Look through the material below. Copy each line that contains the string "Thank".

Start of Source records

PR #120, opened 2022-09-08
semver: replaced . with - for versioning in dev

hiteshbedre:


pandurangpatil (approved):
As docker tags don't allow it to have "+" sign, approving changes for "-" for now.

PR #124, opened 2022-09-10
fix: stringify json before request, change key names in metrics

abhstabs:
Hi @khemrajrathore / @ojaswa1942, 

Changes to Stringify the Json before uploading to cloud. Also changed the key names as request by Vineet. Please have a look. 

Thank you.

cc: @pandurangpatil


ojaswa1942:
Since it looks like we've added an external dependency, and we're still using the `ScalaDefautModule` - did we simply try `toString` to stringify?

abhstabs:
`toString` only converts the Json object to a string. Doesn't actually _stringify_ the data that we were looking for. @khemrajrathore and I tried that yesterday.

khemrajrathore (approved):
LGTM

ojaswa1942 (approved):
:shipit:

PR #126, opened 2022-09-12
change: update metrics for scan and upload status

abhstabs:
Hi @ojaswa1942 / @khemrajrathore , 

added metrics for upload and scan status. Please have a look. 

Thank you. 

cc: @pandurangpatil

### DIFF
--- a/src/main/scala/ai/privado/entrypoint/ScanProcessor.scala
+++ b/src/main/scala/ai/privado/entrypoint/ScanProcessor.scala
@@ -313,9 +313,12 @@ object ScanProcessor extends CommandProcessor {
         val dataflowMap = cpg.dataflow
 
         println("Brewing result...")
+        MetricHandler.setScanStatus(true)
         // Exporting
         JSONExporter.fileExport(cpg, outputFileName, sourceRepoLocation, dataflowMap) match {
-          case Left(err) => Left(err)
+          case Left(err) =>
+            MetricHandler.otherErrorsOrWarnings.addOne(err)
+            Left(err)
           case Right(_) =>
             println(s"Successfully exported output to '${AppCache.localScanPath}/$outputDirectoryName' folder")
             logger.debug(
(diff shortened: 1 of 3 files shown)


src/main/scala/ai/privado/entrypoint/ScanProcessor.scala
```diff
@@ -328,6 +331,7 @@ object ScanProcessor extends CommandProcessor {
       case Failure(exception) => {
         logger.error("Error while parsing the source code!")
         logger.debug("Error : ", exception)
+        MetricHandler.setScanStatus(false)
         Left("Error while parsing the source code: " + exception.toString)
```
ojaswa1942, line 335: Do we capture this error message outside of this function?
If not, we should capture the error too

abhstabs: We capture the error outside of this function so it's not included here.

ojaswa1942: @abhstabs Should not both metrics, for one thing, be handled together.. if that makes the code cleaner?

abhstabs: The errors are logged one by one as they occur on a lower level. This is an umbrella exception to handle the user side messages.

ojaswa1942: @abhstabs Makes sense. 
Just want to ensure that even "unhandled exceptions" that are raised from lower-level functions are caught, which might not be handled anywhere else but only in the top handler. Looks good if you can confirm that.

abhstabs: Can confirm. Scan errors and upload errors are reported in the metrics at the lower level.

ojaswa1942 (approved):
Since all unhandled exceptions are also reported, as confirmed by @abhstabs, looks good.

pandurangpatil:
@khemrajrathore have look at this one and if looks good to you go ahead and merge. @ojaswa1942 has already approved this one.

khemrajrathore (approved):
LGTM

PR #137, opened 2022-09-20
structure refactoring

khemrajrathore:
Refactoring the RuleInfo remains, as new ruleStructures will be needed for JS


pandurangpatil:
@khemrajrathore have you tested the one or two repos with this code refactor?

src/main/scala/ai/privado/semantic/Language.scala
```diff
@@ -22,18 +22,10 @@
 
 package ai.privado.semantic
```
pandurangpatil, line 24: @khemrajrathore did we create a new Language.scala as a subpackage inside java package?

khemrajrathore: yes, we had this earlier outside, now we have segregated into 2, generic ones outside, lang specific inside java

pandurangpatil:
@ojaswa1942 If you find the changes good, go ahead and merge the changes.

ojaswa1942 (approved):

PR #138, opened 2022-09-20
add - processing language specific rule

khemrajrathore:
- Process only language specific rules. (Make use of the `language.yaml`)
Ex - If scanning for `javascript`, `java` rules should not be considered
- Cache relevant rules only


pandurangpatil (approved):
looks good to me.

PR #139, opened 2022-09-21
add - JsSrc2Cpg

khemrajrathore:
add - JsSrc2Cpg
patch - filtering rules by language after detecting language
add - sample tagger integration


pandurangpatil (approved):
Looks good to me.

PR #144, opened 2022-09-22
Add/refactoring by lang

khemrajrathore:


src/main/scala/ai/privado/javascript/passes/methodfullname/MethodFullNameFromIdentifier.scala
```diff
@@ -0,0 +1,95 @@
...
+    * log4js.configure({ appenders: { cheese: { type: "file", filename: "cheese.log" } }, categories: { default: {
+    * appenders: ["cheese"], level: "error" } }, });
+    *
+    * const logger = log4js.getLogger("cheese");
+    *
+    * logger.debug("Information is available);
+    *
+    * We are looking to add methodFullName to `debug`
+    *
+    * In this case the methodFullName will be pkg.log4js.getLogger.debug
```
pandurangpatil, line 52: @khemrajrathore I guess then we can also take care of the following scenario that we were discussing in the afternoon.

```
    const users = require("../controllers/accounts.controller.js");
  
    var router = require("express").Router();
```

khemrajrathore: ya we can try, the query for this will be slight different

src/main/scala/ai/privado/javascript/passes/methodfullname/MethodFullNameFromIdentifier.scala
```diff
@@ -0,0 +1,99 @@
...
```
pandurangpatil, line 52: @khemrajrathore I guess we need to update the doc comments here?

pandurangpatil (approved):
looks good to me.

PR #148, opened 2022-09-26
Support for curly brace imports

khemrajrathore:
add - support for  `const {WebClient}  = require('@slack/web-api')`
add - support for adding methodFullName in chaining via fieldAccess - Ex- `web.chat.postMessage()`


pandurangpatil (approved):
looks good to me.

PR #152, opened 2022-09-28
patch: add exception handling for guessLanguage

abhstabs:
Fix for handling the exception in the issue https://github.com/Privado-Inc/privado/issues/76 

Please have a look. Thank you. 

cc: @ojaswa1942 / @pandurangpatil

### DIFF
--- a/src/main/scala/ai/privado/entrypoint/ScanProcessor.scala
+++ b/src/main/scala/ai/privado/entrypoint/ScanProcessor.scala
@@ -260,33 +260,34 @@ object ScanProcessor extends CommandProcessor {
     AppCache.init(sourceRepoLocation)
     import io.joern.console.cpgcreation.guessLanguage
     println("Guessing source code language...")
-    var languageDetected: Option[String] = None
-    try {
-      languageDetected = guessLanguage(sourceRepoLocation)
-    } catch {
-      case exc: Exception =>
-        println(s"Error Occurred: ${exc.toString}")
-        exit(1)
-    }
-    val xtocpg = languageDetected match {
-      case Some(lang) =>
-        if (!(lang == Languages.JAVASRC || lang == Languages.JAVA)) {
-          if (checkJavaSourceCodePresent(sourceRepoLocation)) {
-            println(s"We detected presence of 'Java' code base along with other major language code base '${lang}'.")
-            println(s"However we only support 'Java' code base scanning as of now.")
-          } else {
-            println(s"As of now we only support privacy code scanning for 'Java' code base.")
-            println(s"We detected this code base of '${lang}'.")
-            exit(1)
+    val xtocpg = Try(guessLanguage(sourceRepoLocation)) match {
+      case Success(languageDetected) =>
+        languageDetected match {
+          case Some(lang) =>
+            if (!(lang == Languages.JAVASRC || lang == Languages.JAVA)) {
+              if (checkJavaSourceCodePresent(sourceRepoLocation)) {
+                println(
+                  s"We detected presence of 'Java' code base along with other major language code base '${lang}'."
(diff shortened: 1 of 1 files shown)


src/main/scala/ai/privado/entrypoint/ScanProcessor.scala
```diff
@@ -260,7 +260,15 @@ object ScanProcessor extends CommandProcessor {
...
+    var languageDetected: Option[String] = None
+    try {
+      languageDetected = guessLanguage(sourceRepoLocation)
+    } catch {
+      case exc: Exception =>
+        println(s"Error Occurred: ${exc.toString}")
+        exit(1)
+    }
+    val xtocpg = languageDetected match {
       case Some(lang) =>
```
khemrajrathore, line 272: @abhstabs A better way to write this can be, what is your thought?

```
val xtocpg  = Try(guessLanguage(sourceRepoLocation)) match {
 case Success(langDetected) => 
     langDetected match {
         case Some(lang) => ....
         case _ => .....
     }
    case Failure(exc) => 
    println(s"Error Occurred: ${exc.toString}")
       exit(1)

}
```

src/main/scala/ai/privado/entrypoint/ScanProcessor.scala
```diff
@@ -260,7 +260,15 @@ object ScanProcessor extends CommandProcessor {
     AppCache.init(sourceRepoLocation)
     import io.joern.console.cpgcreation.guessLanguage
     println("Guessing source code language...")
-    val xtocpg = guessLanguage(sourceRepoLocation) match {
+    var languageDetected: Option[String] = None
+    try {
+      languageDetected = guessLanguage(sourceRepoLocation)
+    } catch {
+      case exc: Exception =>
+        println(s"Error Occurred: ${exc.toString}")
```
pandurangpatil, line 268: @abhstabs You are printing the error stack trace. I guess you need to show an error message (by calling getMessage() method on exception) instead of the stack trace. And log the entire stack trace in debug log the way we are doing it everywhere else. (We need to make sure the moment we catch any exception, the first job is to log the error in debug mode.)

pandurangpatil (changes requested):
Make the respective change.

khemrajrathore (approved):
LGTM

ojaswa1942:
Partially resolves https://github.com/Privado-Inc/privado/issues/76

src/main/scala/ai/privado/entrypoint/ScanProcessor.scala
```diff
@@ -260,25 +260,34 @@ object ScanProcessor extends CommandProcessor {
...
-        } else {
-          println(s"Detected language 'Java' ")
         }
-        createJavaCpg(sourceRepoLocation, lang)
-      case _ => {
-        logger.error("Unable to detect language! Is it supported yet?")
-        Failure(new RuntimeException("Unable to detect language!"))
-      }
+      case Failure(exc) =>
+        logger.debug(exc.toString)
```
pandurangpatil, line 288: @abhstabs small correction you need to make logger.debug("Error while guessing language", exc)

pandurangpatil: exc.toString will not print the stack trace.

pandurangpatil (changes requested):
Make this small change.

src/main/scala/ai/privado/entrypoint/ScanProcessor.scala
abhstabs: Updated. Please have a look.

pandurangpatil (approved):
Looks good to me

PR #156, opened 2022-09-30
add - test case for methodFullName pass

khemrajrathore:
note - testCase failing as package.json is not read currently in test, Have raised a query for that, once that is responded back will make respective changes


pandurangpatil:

End of Source records

_Answer to this problem:_
Thank you.
Thank you. 
Please have a look. Thank you. 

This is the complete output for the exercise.